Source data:

------------------------------------

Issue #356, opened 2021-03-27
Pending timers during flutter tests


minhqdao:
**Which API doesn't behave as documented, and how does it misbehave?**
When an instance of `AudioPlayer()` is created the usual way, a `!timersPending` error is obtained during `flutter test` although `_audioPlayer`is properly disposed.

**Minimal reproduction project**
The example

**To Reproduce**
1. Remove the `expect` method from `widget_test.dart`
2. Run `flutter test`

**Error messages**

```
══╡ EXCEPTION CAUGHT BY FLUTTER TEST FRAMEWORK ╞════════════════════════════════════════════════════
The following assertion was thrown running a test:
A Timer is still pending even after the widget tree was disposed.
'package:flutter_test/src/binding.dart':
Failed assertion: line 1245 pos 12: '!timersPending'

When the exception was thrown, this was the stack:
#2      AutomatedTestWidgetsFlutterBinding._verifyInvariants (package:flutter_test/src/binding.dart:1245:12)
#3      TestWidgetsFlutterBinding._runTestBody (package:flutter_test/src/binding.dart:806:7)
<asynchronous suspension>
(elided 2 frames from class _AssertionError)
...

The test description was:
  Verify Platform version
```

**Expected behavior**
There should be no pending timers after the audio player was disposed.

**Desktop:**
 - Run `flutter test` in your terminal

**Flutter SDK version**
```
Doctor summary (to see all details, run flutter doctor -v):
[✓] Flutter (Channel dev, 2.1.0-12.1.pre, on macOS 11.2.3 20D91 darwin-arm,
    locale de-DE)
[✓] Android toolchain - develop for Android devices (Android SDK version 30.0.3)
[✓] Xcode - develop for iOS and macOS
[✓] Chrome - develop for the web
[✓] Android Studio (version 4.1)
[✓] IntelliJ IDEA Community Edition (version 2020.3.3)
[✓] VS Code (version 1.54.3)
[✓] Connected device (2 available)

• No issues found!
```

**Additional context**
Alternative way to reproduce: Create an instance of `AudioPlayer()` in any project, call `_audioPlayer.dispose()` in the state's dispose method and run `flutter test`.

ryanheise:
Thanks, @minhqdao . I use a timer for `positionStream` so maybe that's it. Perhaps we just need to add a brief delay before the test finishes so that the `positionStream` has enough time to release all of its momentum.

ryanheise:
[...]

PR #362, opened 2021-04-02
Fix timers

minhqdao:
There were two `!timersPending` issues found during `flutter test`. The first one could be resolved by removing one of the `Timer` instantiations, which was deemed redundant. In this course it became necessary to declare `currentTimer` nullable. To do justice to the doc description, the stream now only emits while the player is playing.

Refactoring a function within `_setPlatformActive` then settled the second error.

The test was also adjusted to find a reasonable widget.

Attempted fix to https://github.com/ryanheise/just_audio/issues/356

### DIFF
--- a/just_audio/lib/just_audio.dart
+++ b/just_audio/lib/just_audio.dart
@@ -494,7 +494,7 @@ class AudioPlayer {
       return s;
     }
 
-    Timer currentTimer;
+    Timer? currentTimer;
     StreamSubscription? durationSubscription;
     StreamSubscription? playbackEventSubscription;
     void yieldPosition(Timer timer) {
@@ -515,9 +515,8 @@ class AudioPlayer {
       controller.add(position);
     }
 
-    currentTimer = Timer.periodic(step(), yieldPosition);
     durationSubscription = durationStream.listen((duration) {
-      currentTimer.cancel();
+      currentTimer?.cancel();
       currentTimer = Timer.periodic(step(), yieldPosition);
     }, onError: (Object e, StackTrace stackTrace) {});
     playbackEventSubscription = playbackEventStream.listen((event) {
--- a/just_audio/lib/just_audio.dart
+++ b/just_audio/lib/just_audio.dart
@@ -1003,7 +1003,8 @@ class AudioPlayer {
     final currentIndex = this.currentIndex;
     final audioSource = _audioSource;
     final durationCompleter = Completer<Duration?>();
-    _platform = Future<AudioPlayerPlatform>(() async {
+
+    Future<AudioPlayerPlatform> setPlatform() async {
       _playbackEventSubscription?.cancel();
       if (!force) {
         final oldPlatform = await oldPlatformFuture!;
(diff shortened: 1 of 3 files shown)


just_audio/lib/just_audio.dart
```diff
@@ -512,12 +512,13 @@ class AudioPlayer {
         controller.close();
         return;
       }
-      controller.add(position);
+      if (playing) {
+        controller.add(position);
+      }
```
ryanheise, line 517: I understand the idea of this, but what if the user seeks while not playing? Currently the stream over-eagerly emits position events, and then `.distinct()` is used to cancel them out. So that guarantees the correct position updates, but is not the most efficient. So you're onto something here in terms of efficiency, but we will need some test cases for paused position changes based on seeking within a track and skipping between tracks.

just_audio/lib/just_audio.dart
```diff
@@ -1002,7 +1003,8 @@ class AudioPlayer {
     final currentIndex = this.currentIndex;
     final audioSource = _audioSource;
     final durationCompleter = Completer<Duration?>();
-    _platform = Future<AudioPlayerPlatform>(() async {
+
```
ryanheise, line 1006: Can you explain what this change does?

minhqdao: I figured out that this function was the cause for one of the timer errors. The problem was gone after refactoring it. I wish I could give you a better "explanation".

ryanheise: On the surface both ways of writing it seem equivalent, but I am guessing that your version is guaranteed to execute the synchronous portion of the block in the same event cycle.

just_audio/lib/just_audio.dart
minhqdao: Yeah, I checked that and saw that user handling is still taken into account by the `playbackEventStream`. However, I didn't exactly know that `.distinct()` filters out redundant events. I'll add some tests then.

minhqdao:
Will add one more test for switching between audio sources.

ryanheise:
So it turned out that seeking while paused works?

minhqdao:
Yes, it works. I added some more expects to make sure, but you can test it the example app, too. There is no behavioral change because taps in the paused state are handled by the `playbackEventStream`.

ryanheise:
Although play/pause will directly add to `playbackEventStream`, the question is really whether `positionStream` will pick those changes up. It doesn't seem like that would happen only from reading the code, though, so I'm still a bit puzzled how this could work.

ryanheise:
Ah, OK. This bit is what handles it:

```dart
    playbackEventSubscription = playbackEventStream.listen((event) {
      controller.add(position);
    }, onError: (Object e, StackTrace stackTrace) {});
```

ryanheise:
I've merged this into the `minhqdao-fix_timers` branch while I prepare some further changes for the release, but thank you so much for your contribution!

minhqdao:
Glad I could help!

------------------------------------

■ Task item ■
Count every line that holds the word "package" in the entries, and state the result alone.

■ Your response ■
3